A 2008 Department of Natural Resources report identifies over 1,200 bodies of water where wild rice grows. But historically the grain grew across much of the state. Regulators will have to determine if the standard should apply not only where the plant grows now, but also where it used to sprout.

A 40-year-old standard

The state's current standard was adopted in 1973 and affects mining operations, other industrial facilities and wastewater treatment plants that discharge into wild rice producing waters. The 10 mg/L limit is based on research conducted by John Moyle, a biologist for the Minnesota Department of Conservation in the 1930s and 1940s, who found that no large wild rice stands grew in waters high in sulfate. "The question is, can you go above that, and still be safe in protecting wild rice? How protective do you want to be?" said University of Minnesota-Duluth biologist John Pastor.

Scientists have long suspected that it's not actually sulfate that damages wild rice. In an oxygen-starved environment like the muck in wild rice lakes, they say, bacteria can essentially breathe in sulfate and exhale hydrogen sulfide, which can be toxic to wild rice and other aquatic life.

The new research confirmed that theory, said Pastor, who ran part of the study.

"The issue here is that the standard is a standard about sulfate," he explained, "but it's really what sulfate gets converted into that appears to inhibit wild rice growth."

And how efficiently sulfate is converted to sulfide, Pastor said, depends on the kind of aquatic environment where it's discharged. For example, in well aerated, gravel-bottomed rivers, very high sulfate levels wouldn't result in much sulfide. But in mucky, slow moving lakes, he said, it wouldn't take much sulfate to result in a level of sulfide harmful to wild rice.

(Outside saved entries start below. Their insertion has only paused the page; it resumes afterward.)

PR #536, opened 2023-03-22
Add powerpc allmodconfig build on linux-next

nathanchance:
In order to use ld.lld (and by extension, LLVM=1) with allmodconfig
(which is big endian), we need to build with the ELFv2 ABI, as ld.lld
does not have support for the ELFv1 ABI. This is now possible on -next,
so wire up this build to make sure it stays green.

This adds 15 more builds per week:

```
diff --git a/tmp/estimate-builds.txt b/tmp/.psub.GnbBewMeWv
index 24a4a39..ad40946 100644
--- a/tmp/estimate-builds.txt
+++ b/tmp/.psub.GnbBewMeWv
@@ -1,4 +1,4 @@
-Total builds per week: 8148
+Total builds per week: 8163

   - tree: mainline
     total: 2900
@@ -12,11 +12,11 @@ Total builds per week: 8148
     - clang-11: 520

   - tree: next
-    total: 2150
+    total: 2165
     breakdown:
-    - clang-17: 320
-    - clang-16: 320
-    - clang-15: 300
+    - clang-17: 325
+    - clang-16: 325
+    - clang-15: 305
     - clang-14: 285
     - clang-13: 285
     - clang-12: 265
```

That could lead to different recommended standards for lakes and rivers. But, as Pastor points out, rivers often flow into lakes. "So you can set a higher sulfate standard in a river, and things might be fine, but if that river flows into a lake, or you get into low flow channels in the river," a higher sulfate standard that protected wild rice upstream might not be sufficient further downstream, he said.

Next steps

The scientific expert review panel will meet this summer, and the agency will also receive public input before finalizing its recommendations.

If regulators decide to change the existing standard, a rulemaking process would likely begin next year. Any changes would have to be approved by the EPA.

The MPCA had originally planned to release its policy recommendations for sulfate now, but Stine said officials decided they weren't ready.

"We had a lot of questions we couldn't settle in our own mind, so we thought it was better to put the info out there in such a way that everyone could see what we're seeing, and struggle with the same questions together," he said. "There are a lot of different folks who care about this."